What you have to do:
Pull every line holding the word "registry" out of the data and copy it.

Stored items:

-----

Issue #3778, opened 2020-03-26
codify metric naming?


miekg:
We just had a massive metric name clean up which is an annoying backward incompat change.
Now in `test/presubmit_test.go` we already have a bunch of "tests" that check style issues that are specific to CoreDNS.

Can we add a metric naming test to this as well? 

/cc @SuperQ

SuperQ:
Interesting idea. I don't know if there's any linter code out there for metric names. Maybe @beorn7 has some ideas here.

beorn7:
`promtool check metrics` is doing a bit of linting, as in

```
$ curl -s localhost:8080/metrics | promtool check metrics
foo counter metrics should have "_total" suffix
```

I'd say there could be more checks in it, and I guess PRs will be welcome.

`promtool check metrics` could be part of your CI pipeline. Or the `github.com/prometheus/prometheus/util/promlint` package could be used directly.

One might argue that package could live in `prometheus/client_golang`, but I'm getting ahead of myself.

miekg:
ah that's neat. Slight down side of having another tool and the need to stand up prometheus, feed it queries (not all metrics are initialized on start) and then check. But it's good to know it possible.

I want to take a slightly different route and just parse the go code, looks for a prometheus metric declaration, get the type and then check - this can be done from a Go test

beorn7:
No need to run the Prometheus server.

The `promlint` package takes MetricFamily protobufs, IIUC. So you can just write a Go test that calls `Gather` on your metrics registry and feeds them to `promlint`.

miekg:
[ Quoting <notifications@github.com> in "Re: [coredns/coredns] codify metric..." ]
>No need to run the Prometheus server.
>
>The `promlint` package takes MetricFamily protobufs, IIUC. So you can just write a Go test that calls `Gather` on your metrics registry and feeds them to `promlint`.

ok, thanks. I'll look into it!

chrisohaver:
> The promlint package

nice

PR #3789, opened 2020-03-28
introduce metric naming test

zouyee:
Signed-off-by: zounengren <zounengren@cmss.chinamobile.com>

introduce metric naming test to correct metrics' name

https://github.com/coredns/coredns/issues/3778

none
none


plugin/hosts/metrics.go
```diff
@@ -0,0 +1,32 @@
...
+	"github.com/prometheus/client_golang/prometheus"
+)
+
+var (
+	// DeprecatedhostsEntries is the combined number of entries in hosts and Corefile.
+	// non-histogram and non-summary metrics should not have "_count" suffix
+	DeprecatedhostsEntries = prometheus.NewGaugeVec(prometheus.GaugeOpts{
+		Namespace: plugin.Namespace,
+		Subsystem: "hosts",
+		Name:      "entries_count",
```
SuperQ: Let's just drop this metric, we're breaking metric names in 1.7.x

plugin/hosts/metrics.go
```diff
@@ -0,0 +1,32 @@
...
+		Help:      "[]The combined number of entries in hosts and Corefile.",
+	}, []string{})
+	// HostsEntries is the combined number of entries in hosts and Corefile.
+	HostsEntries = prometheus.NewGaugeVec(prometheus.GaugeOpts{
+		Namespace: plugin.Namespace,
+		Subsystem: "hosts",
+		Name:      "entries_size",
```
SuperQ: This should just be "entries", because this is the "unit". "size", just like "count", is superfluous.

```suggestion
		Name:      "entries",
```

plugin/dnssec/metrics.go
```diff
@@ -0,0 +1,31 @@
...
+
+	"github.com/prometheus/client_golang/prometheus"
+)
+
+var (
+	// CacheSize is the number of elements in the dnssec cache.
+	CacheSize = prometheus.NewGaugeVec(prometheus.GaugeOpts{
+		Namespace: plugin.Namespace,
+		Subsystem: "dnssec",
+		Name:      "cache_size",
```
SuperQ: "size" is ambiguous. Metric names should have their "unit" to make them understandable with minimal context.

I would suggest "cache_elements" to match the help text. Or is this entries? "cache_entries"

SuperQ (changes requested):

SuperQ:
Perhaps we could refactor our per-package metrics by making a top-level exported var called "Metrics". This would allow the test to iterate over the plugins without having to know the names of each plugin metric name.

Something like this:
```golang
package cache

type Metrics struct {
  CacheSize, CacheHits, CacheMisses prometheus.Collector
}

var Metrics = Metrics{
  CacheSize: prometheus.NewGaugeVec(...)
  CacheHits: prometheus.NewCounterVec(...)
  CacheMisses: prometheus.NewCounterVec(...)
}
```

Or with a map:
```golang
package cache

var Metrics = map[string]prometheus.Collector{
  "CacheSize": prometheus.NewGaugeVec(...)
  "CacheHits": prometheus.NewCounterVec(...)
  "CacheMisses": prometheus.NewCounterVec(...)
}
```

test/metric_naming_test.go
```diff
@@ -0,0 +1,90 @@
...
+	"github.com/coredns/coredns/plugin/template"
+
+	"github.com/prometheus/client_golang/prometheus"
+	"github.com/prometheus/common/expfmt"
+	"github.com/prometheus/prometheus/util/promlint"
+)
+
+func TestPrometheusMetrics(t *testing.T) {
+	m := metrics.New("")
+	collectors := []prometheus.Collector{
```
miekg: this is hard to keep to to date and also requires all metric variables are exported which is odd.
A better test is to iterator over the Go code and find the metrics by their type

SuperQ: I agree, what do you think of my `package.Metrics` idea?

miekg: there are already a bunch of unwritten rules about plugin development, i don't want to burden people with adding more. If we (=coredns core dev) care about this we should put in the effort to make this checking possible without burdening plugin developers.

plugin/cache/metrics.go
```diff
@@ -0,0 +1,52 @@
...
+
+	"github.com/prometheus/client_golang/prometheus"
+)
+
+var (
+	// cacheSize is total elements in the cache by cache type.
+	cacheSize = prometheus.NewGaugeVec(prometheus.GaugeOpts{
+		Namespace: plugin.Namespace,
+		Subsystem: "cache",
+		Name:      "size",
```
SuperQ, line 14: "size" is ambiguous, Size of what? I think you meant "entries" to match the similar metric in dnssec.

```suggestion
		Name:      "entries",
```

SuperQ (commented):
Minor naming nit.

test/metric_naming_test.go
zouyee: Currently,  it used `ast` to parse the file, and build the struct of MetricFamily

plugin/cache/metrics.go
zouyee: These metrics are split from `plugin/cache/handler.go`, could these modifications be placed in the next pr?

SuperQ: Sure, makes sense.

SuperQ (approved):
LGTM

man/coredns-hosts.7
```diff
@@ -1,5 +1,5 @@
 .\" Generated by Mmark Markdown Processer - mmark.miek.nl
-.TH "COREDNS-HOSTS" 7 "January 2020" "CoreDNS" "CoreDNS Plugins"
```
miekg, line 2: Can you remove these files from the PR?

-----

Result of this task:
The `promlint` package takes MetricFamily protobufs, IIUC. So you can just write a Go test that calls `Gather` on your metrics registry and feeds them to `promlint`.
>The `promlint` package takes MetricFamily protobufs, IIUC. So you can just write a Go test that calls `Gather` on your metrics registry and feeds them to `promlint`.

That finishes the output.